Data listing:

=======

PR #969, opened 2024-03-19
`next-devel` is now on Fedora 40 so disable `branched` stream

aaradhak:
Ref: https://github.com/coreos/fedora-coreos-tracker/issues/1674


dustymabe (approved):
LGTM

PR #970, opened 2024-03-20
drop skip_govcloud_hack

dustymabe:
We are no longer building any release that requires this hack. Let's drop it.


jlebon (approved):
:tada:

PR #972, opened 2024-03-26
build-podman-os: Fix secret mount

ravanelli:


ravanelli:
Seems the last fix missing.

dustymabe:
let's talk about this a minute.

in the case where we aren't releasing we're pushing to the staging repo and then immediately deleting from the staging repo. I don't think this is what we want.

I think what we should do here is only push `${params.CONTAINER_REGISTRY_STAGING_REPO}:5.1-${shortcommit}` to the staging repo if we aren't releasing. If we are releasing then push to `${params.CONTAINER_REGISTRY_REPO}:5.1`.

In no case should we delete the `5.1` tag as intermediate. The only tags we delete as intermediate are the `${arch}-${shortcommit}` ones.

dustymabe:
I can open a followup PR to implement this and have you review if that would be easier.

jlebon (approved):

ravanelli:
> in the case where we aren't releasing we're pushing to the staging repo

The real push is done in the manifest [see](https://github.com/coreos/fedora-coreos-pipeline/blob/main/jobs/build-podman-os.Jenkinsfile#L291), since it is running using runvm we need to push it there to some place.  
I had remove this delete before, and as you mentioned if we are here it should be ok to delete everything.

ravanelli:
Ok, I think I see what changed here between the interactions, before I added the `'Delete Intermediate Tags` only if we were releasing the manifest, it is now out of this block

dustymabe:
I think there is still some restructuring we can do here, but I think maybe we should do it as part of a larger piece of work. i.e. if someone today tested a payload pushed to the staging repo and then wanted to release it, this job wouldn't just copy the existing payload over. It would build again (fresh) and release that.

dustymabe (approved):
Let's merge this and then we can talk about later improvements.

PR #974, opened 2024-04-01
drop support for hacks associated with old RHCOS releases

dustymabe:
- cosa_controller_img_hack
- oscontainer_old
- legacy_oscontainer_old


jlebon (approved):
Nice!

We should also delete the secret from the cluster and then signal that we no longer need it and remove it from BitWarden also.

PR #975, opened 2024-04-08
 build-podman-os: Add extra-kargs

ravanelli:
- Reflect changes from https://github.com/coreos/coreos-assembler/pull/3770, adding the extra-kargs configuration from image-base.yaml

### DIFF
--- a/jobs/build-podman-os.Jenkinsfile
+++ b/jobs/build-podman-os.Jenkinsfile
@@ -33,6 +33,9 @@ def generate_diskvar_json(shortcommit, arch, artifacts, staging_repo, repo) {
             "osname": "fedora-coreos",
             "container-repo": "${staging_repo}",
             "container-tag": "${arch}-${shortcommit}",
+            // Do not pass anything to kernel args for podman
+            // See: https://github.com/coreos/fedora-coreos-pipeline/pull/975
+            "extra-kargs-string": "",
             "image-type": "${artifact["platform"]}",
             "container-imgref": "ostree-remote-registry:fedora:${repo}:5.1",
             "metal-image-size": "3072",


jobs/build-podman-os.Jenkinsfile
```diff
@@ -27,12 +27,17 @@ def generate_disk_images(artifacts, shortcommit, arch, staging_repo, repo) {
 
 
 def generate_diskvar_json(shortcommit, arch, artifacts, staging_repo, repo) {
+    extra_kargs = shwrapCapture("""
+           python3 -c 'import sys, yaml; data = yaml.safe_load(sys.stdin)["extra-kargs"][0]; \
+           print(data)' < src/config/image-base.yaml
+    """)
```
dustymabe, line 33: honestly I'm not sure what the best approach is right here.

eventually I think we want this whole process decoupled from Fedora CoreOS and this is probably the opposite direction.

I think we should either hardcode the value here (`mitigations=auto,nosmt`) or possibly we decide that `mitigations=auto,nosmt` doesn't make sense for podman machine (i.e. it's running on someone's laptop, not shared hardware) and we omit adding that kernel argument at all here.

Would be interested in input from @jlebon and @baude here.

jlebon: Chatted with Dusty about this OOB.

In the general case, I think ideally running osbuild does pick up the values from the embedded `image.json` (or maybe eventually the same config files as bootc).

Specifically for this case, yeah I think probably we don't need to pick up this karg here (and in the future, this would be e.g. overriding it during the container build phase instead).

cgwalters: >  ideally running osbuild does pick up the values from the embedded image.json (or maybe eventually the same config files as bootc).

For the latter this will happen as part of https://github.com/osbuild/bootc-image-builder/issues/18 which will unblock using https://containers.github.io/bootc/man-md/bootc-install-config.html which can be embedded in the container image.

So once FCOS derives from a shared base image we can just add a little bootc install drop-in which will configure that install-time karg in a container-native way.

dustymabe (approved):
LGTM

PR #977, opened 2024-04-10
build-podman-os: Change trigger to run daily jobs

ravanelli:
- Ajust the job trigger to run daily instead of repo changes


jlebon (approved):

jlebon:
(One can guess, though more context in the commit message about the why would be helpful.)

jlebon (approved):

PR #979, opened 2024-04-16
jobs/build-kola-containers: build weekly

dustymabe:
Currently the last time this job ran was over a month ago. Let's build periodically to keep the content fresh and to also know sooner if breaking changes occur.

### DIFF
--- a/jobs/build-kola-containers.Jenkinsfile
+++ b/jobs/build-kola-containers.Jenkinsfile
@@ -7,6 +7,8 @@ node {
 
 properties([
     pipelineTriggers([
+        // run weekly to ensure regular updates
+        cron("@weekly"),
         [$class: 'GenericTrigger',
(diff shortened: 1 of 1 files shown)


jobs/build-kola-containers.Jenkinsfile
```diff
@@ -7,6 +7,8 @@ node {
 
 properties([
     pipelineTriggers([
+        // run weekly to ensure regular updates
+        cron("H H */7 * *"),
```
jlebon, line 11: Hmm, shouldn't it be `H H * * H`?

But actually, we can use `@weekly` instead: https://www.jenkins.io/doc/book/pipeline/syntax/#cron-syntax

dustymabe: updated!

PR #981, opened 2024-04-17
jobs/build-podman-os: adapt basic kola tests

dustymabe:
This changed form with https://github.com/coreos/coreos-assembler/pull/3652


jlebon (approved):
I guess we could tag them with `basic` too so you can do `--tag basic`. Feels slightly cleaner but meh...

PR #1811, opened 2026-03-19
fix: cvmodal closing issue on mouse up

TagajN:
Contributes to #

## What did you do?
I added mouse down event to follow and check which element was clicked

## Why did you do it?
Because in Chrome when user click on modal and release that click outside of it, then modal is closing.

## How have you tested it?
User test

- [ ] N/A
- [ ] No
- [ ] Yes


guilherme-gm (approved):

guilherme-gm:
Thanks for the contribution!

PR #1816, opened 2026-03-31
fix(dropdown): rerender with same value

99RP:
Contributes to #

Hello, it is my first time contributing to your project, please let me know if there is anything that i could be doing differently or have made any mistakes. Thanks in advance.

## What did you do?
Added a guard to the `modelValue` watcher in `CvDropdown` so it skips updating when the new value is identical to the one already selected.

## Why did you do it?
The watcher previously cleared the internal caption on every prop update, even when the value hadn't changed. This caused the displayed label to revert to the placeholder text whenever a parent component rerendered with the same modelValue

I found this out because my application does optimistic frontend update before receiving the true updated data from the backend. In my case backend returned the same value that was already optimistically updated and the dropdown displayed the placeholder.

## How have you tested it?
Added two tests, they failed before and now they pass. Also tested in my real world application and it works as expected now.

- [x] N/A
- [ ] No
- [ ] Yes

### DIFF
--- a/src/components/CvDropdown/CvDropdown.vue
+++ b/src/components/CvDropdown/CvDropdown.vue
@@ -296,6 +296,7 @@ const emit = defineEmits(['update:modelValue', 'change']);
 watch(
   () => props.modelValue,
   () => {
+    if (props.modelValue === dataValue.value) return;
     dataValue.value = props.modelValue;
     dataCaption.value = undefined;
   }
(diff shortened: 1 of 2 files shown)


guilherme-gm (approved):

guilherme-gm:
sorry for the delay; thank you for the contribution!

PR #1842, opened 2026-08-13
fix(CvPagination): stop stale change re-emits, add opt-in controlled mode and i18n formatters

Marghen:
Description:

## What did you do?

Fixed CvPagination re-emitting a change event with stale data when numberOfItems changes by itself. Also added an opt-in controlled mode with **v-model:page** and **v-model:page-size**, plus optional rangeTextFormatter and **pageOfPagesFormatter** props for i18n.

=======

Problem: Look at the material above and copy, word for word, its lines from the first through the one containing "what we want.".

Task result:
PR #969, opened 2024-03-19
`next-devel` is now on Fedora 40 so disable `branched` stream

aaradhak:
Ref: https://github.com/coreos/fedora-coreos-tracker/issues/1674


dustymabe (approved):
LGTM

PR #970, opened 2024-03-20
drop skip_govcloud_hack

dustymabe:
We are no longer building any release that requires this hack. Let's drop it.


jlebon (approved):
:tada:

PR #972, opened 2024-03-26
build-podman-os: Fix secret mount

ravanelli:


ravanelli:
Seems the last fix missing.

dustymabe:
let's talk about this a minute.

in the case where we aren't releasing we're pushing to the staging repo and then immediately deleting from the staging repo. I don't think this is what we want.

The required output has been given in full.